=== WORK TO BE COMPLETED ===
Sort through the listing below and keep each line with the word "casting". Copy those.

(MATERIAL FOR THE TASK Opens)

PR #2648, opened 2022-03-19
[@labs/react] type event callbacks

taylor-vann:
This PR is a retcon of PR #2445 

- users explicitly define event types in event callbacks
- default event type expected from a PropName map is `(e: Event) => void`
- user can declare a event map interface like `{propName: EventType, ...}`
- will be expressed as `{prop: (e: EventType) => void, ...}` in the React Component Props
- user prop type is used despite existing or expected React Type
- example: `{'onChange': Event}` will eclipse `React.FormEvent<HTMLInputElement>` with a DOM `Event` 

This should allow clients to explicitly define event types in react event callbacks like the example below:
```Typescript
  interface MyElementEvents {
    onClick: MouseEvent;  
    onKeyDown: KeyboardEvent;
  }

  const myElementPropNames = {
    onClick: 'click', // (e: MouseEvent) => void
    onKeyDown: 'keydown',  // (e: KeyboardEvent) => void
  }; 
  
  const myComponent = createComponent<MyComponent, MyElementEvents>(
    myElementPropNames,
    ...,
  )
```

Without generics, the typing defaults to `Event`:
```Typescript
  const myElementPropNames = {
    onClick: 'click', // (e: Event) => void
    onKeyDown: 'keydown',  // (e: Event) => void
  }; 
  
  const myComponent = createComponent(
    myElementPropNames,
    ...,
  )  
```

Undefined, 'missing', or types that don't extend from `Event` also default to `Event` in the EventMap:
```Typescript
  interface MyElementEvents {
    onClick: MouseEvent; 
    onNotAnEventType: any; 
  }

  const myElementPropNames = {
    onClick: 'click', // (e: MouseEvent) => void
    onKeyDown: 'keydown',  // defaults to (e: Event) => void
    onNotAnEventType: 'not-event-type',  // defaults to (e: Event) => void
  }; 
  
  const myComponent = createComponent<MyComponent, MyElementEvents>(
    myElementPropNames,
    ...,
  )
```

### DIFF
--- a/packages/labs/react/README.md
+++ b/packages/labs/react/README.md
@@ -57,14 +57,14 @@ React component.
 
 #### Typescript
 
-Event callback types can be refined by type casting with `EventHandler`. The
+Event callback types can be refined by type casting with `EventName`. The
 type cast helps `createComponent` correlate typed callbacks to property names in
 the event property map.
 
-Uncasted EventHandlers will fallback to `(e: Event) => void`.
+Non-casted event names will fallback to an event type of `Event`.
 
 ```ts
-import type {EventHandler} from '@lit-labs/react';
+import type {EventName} from '@lit-labs/react';
 
 import * as React from 'react';
 import {createComponent} from '@lit-labs/react';
@@ -75,7 +75,7 @@ export const MyElementComponent = createComponent(
   'my-element',
   MyElement,
   {
-    onClick: 'pointerdown' as EventHandler<PointerEvent>,
+    onClick: 'pointerdown' as EventName<PointerEvent>,
     onChange: 'input',
   }
 );
@@ -96,9 +96,9 @@ Event callbacks will match their type cast. In the example below, a
 ```
 
 NOTE: This type casting is not associated to any component property. Be
-careful to use the corresponding type dispatched or bubbling from the
-webcomponent. Incorrect type casts might result in events with missing
-properties.
+careful to use the corresponding type dispatched or bubbled from the
+webcomponent. Incorrect types might result in additional properties, missing
+properties, or properties of the wrong type.
 
 ## `useController`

(MATERIAL FOR THE TASK Closes)

=== RESPONSE ===
-Event callback types can be refined by type casting with `EventHandler`. The
+Event callback types can be refined by type casting with `EventName`. The
 NOTE: This type casting is not associated to any component property. Be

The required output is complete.